I was experimenting a bit with tetration escape visualization and tried to visualize the following equation on the complex plane:
$$z_{n+1} = z_{0}^{\sin(z_{n})}$$
This sequence visualized looks like this:
I noticed between $7.8-0.11i$ and $8.03+0.11i$ there was a Mandelbrot set hidden between all the other mess:
Also between $-4.81-0.15i$ and $4.61+0.15i$ there is a Mandelbrot-like structure:
How comes the Mandelbrot set randomly appears in there?

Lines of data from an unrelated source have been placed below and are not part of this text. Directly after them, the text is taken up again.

Issue #1389, opened 2022-09-23
Faction specific enemies are not shown in the admin editor


Wotuu:

Wotuu:
Shadowfang Keep has this problem now, first floor.

Wotuu:
## Implementation plan — faction enemies hidden in admin editor

**Root cause (confirmed).** The backend applies **no** faction filter — `ListsEnemies::listEnemies()` (`app/Http/Controllers/Traits/ListsEnemies.php:32-89`) returns all enemies for the floor. The hiding happens purely front-end in `MapObject.shouldBeVisible()` (`resources/assets/js/custom/models/mapobject.js:749-801`).

The teeming/seasonal filters are already wrapped in `if (!state.isMapAdmin()) { … }` (lines 764-789) so admins bypass them — but the **faction** filter (lines 791-798) sits **outside** that guard. In the admin editor the map context faction is the non-`'any'` "Unspecified" name (`app/Logic/MapContext/Map/MapContextMappingVersion.php:41`), and `AdminDungeonMap.isSandboxModeEnabled()` always returns false (`resources/assets/js/custom/admin/admindungeonmap.js:45-47`), so a horde/alliance enemy (e.g. Shadowfang Keep floor 1) satisfies `this.faction !== 'any' && faction !== 'any' && this.faction !== faction` → hidden. `isMapAdmin()` is true in the edit context (`resources/assets/js/custom/statemanager.js:711-715`).

**Fix.** Move the faction block (`mapobject.js:791-798`) **inside** the existing `if (!state.isMapAdmin())` guard (i.e. append it after line 788, before the closing brace at 789), matching how teeming/seasonal are already exempted for admins. No backend change needed.

**Tests.** vitest (jsdom) is set up. Add a `shouldBeVisible` test with a mocked state:
- `shouldBeVisible_givenAdminEditorAndFactionSpecificEnemy_returnsTrue` (isMapAdmin → true);
- `shouldBeVisible_givenRouteViewAndOppositeFactionEnemy_returnsFalse` (isMapAdmin → false, preserves existing route-view behavior).

**Verify.** `npm run test`; then `npm run dev`/`npm run build`, open Shadowfang Keep floor 1 in the admin mapping editor, and confirm the horde/alliance enemies now appear.

---
<sub>🤖 Investigation + plan generated with [Claude Code](https://claude.com/claude-code)</sub>

Wotuu:
[...]

PR #3847, opened 2026-08-05
#3674 Cover the MapObject visibility/filter chain with Vitest tests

Consider iteration of $z \mapsto c^{\sin(z)}$ near $c$:
$$z \mapsto c^{\sin(c + z)} - c$$
The Taylor series near $z = 0$ is (via Wolfram Alpha):
$$ z \mapsto \left(c^{\sin(c)} - c\right) \\ + \left(\log(c) c^{\sin(c)} \cos(c)\right) z \\ + \left(\frac{1}{2} \log(c) c^{\sin(c)} \left(\log(c) \cos(c)^2 - \sin(c)\right)\right) z^2 \\ + O(z^3) $$
Locally ($z$ small), the non-linearity is dominated by the $z^2$ term (as higher order terms will be much smaller). This means miniature quadratic Mandelbrot set copies may appear. Completing the square to the form $z \mapsto a(z + b)^2 + d$ gives:
$$ ab^2 + d = c^{\sin(c)} - c \\ 2ab = \log(c) c^{\sin(c)} \cos(c) \\ a = \frac{1}{2} \log(c) c^{\sin(c)} \left(\log(c) \cos(c)^2 - \sin(c)\right) $$
Affine conjugation via $z \mapsto z - b$ and $z \mapsto \frac{z}{a}$ gives the form $z \mapsto z^2 + C$ where $C = a (d + b)$ which expands to:
$$ C = \frac{1}{2} \log(c) \left(c^{\sin(c)} - c\right) c^{\sin(c)} \left(\log(c) \cos(c)^2 - \sin(c)\right) \\ - \left(\frac{1}{2} \log(c) c^{\sin(c)} \cos(c)\right)^2 + \frac{1}{2} \log(c) c^{\sin(c)} \cos(c) $$
Solving numerically for $C = 0$ gives (via Wolfram Alpha) a number of solutions including: $$c \approx 7.85398163397448\ldots$$
Solving numerically for $C = 0$ near $c = -4.7$ (via Wolfram Alpha) the solution: $$c \approx -4.71238898038469\ldots$$
These both correspond to mini-Mandelbrot islands with period $1$, there should also be mini-Mandelbrot islands corresponding to higher periods, for example I think there should be a period $3$ near $18.155$ (with $C \approx -1.754\ldots$).